───── Data shown ─────

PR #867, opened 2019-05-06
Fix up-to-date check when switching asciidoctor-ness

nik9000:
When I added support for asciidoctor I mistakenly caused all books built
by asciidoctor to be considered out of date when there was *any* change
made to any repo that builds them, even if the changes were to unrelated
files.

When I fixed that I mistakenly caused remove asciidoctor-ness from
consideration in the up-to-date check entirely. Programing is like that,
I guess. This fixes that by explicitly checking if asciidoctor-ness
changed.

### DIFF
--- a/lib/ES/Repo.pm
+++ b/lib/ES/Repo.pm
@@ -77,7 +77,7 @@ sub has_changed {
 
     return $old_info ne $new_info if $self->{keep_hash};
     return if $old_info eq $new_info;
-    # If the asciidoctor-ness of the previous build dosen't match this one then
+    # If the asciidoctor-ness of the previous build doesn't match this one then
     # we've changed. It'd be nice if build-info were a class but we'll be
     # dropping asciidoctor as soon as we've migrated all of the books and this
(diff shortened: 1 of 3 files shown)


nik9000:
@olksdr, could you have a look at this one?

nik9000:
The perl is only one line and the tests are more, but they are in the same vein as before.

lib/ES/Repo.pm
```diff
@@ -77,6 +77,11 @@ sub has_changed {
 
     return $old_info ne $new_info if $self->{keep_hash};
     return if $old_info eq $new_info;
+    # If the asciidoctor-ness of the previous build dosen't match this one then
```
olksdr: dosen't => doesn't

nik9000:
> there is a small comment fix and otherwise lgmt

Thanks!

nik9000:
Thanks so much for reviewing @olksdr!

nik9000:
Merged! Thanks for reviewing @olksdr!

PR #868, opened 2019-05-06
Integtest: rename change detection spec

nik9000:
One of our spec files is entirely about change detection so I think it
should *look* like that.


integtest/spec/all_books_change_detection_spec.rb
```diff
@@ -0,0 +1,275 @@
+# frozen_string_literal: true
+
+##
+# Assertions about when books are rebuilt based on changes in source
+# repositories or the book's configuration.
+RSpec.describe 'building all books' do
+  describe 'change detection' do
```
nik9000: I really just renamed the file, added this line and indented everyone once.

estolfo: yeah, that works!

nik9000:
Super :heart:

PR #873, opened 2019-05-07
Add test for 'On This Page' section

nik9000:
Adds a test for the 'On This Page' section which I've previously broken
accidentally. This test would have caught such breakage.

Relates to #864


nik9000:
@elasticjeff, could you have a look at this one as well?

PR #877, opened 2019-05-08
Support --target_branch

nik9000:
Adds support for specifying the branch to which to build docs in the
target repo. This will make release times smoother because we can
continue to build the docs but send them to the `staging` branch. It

─────
───── Data shown ─────

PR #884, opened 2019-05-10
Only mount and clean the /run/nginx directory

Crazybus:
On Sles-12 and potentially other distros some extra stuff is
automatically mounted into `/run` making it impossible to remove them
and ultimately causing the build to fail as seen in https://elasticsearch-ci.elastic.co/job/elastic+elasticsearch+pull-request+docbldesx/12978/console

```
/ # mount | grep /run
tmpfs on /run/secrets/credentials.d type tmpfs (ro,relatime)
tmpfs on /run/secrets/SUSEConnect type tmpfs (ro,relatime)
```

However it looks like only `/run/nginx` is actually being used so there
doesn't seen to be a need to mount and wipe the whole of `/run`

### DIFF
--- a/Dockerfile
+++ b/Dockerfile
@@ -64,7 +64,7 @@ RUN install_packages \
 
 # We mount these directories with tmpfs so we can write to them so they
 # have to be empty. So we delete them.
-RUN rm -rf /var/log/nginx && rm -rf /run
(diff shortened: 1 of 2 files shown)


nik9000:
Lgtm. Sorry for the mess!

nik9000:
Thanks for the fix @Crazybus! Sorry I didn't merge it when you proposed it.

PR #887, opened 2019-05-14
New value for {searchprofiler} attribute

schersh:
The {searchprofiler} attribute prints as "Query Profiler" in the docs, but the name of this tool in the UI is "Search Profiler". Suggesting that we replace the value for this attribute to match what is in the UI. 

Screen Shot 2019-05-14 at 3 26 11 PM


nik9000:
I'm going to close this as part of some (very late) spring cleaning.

─────
───── Data shown ─────

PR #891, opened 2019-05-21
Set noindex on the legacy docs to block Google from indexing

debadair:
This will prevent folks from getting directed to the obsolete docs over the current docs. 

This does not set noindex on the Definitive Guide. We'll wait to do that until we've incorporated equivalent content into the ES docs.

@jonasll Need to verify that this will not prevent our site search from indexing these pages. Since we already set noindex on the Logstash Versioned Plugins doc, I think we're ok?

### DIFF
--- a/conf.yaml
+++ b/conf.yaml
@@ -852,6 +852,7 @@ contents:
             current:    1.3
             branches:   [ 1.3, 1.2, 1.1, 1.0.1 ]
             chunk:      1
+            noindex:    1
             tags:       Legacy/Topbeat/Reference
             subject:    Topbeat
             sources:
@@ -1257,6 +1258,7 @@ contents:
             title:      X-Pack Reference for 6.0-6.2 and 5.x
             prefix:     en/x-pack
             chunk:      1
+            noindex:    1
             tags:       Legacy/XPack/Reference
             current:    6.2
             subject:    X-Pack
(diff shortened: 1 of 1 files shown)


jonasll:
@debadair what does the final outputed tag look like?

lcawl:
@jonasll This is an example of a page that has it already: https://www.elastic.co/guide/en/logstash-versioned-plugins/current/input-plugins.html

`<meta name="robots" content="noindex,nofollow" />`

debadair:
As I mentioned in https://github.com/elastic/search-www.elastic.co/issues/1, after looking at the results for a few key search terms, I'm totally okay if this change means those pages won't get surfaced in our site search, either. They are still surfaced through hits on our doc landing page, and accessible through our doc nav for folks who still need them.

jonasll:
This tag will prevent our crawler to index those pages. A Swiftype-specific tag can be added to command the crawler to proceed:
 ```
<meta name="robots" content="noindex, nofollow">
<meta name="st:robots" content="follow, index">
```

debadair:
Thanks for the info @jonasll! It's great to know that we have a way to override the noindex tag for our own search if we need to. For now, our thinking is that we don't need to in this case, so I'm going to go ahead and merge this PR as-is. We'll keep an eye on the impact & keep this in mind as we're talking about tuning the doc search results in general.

─────

**Work order:** The range runs from the line above containing "Fix up-to-date check" to the line containing "# we've changed.", inclusive. Restate those lines word for word and no others.

**Answer to this exercise:**
Fix up-to-date check when switching asciidoctor-ness

nik9000:
When I added support for asciidoctor I mistakenly caused all books built
by asciidoctor to be considered out of date when there was *any* change
made to any repo that builds them, even if the changes were to unrelated
files.

When I fixed that I mistakenly caused remove asciidoctor-ness from
consideration in the up-to-date check entirely. Programing is like that,
I guess. This fixes that by explicitly checking if asciidoctor-ness
changed.

### DIFF
--- a/lib/ES/Repo.pm
+++ b/lib/ES/Repo.pm
@@ -77,7 +77,7 @@ sub has_changed {
 
     return $old_info ne $new_info if $self->{keep_hash};
     return if $old_info eq $new_info;
-    # If the asciidoctor-ness of the previous build dosen't match this one then
+    # If the asciidoctor-ness of the previous build doesn't match this one then
     # we've changed. It'd be nice if build-info were a class but we'll be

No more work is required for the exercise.